Geralmente, a regra da proporcionalidade partidária — número de parlamentares de cada bancada — é a que prevalece na composição das comissões e na ordem de escolha para distribuição das presidências. Estão praticamente definidas duas: a de CCJ (Comissão de Constituição e Justiça) para o PMDB, e a CAE (Comissão de Assuntos Econômicos) para o PT.
A CCJ e a CAE são consideradas as mais importantes. A de Constituição e Justiça é responsável pela análise da constitucionalidade das matérias e seus representantes sabatinam indicados pela presidenta Dilma Rousseff para os tribunais superiores, entre outros.
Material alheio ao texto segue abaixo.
PR #8828, opened 2024-02-02
Add "Metal roughness" as shading mode

### LINKED ISSUE #8776: Add a physically based metal rough material (Request in QGIS)
### Request for documentation
From pull request QGIS/qgis#55756
Author: @nyalldawson
QGIS version: 3.36

**Add a physically based metal rough material**

### PR Description:
Adds a new material choice for a physically based metal/roughness material. Options are available for setting the material base color, metalness and roughness.

Internally this uses a clone of Qt's QMetalRoughMaterial class. We use a copy of the Qt class instead of relying on Qt's implementation as longer-term improvements (such as data defined base color) will require a re-implementation anyway. By using our own material we will avoid having two different code paths for the data-defined/ non-data defined scenarios.

DelazJ:
Fixes #8776

@nyalldawson I have no clear idea what this is so if you think there's a better explanation we could provide, I'd be thankful.
Also the Qt docs (and others) mention that metalness and roughness values are between 0 and 1 but I can see that in QGIS, the limit is 1000. Expected?

### DIFF
--- a/docs/user_manual/style_library/3d_symbols.rst
+++ b/docs/user_manual/style_library/3d_symbols.rst
@@ -166,7 +166,7 @@ on the geometry type of the symbol:
   It also includes an :guilabel:`Ambient` option to account for the small amount
   of light that is scattered about the entire scene.
   Use the :guilabel:`Opacity` slider to render semi-transparent objects in 3D.
-  Read more at https://en.wikipedia.org/wiki/Phong_reflection_model#Description
+  Read more at `Phong reflection description <https://en.wikipedia.org/wiki/Phong_reflection_model#Description>`_.
 * :guilabel:`Realistic Textured (Phong)`: same as the :guilabel:`Realistic (Phong)`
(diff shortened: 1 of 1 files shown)


docs/user_manual/style_library/3d_symbols.rst
```diff
@@ -180,7 +180,11 @@ on the geometry type of the symbol:
   and a :guilabel:`Cool` color (for the ones facing away).
   Also, the relative contributions to the cool and warm colors by the diffuse color
   are controlled by :guilabel:`Alpha` and :guilabel:`Beta` properties respectively.
-  See also https://en.wikipedia.org/wiki/Gooch_shading
+  See also `Gooch shading <https://en.wikipedia.org/wiki/Gooch_shading>`_.
+* :guilabel:`Metal Roughness`: a physically based rendering material
+  that provides an accurate representation of how light interacts with surfaces.
```
nyalldawson, line 185: maybe "accurate and easy to configure" ? But otherwise , all looks good!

Já na CAE, são deliberadas propostas de lei que tratam, por exemplo, de reforma tributária, e seus membros são responsáveis pela aprovação dos nomes indicados para diretoria do Banco Central.
O senador Vital do Rêgo disse que o mais provável é que a votação dos nomes que ocuparão os cargos de direção das comissões ocorra no dia 19 ou no dia 20. Segundo ele, os líderes partidários necessitam de tempo para negociar.
O DEM (Democratas) está fora da direção das comissões permanentes. O líder José Agripino (RN) explicou que o partido trocou com o PSB uma suplência na Mesa Diretora para o senador Jayme Campos (MT) por uma comissão a que teria direito pelo tamanho de sua bancada, que tem quatro senadores.
Na última terça-feira (5), o presidente do Senado, Renan Calheiros (PMDB-AL), teve uma conversa rápida sobre o assunto com os senadores Alfredo Nascimento (AM), do PR, e Gim Argello (DF), do PTB.
— É natural que as comissões sigam o princípio da proporcionalidade, mas a decisão não é da Mesa, é uma decisão coletiva.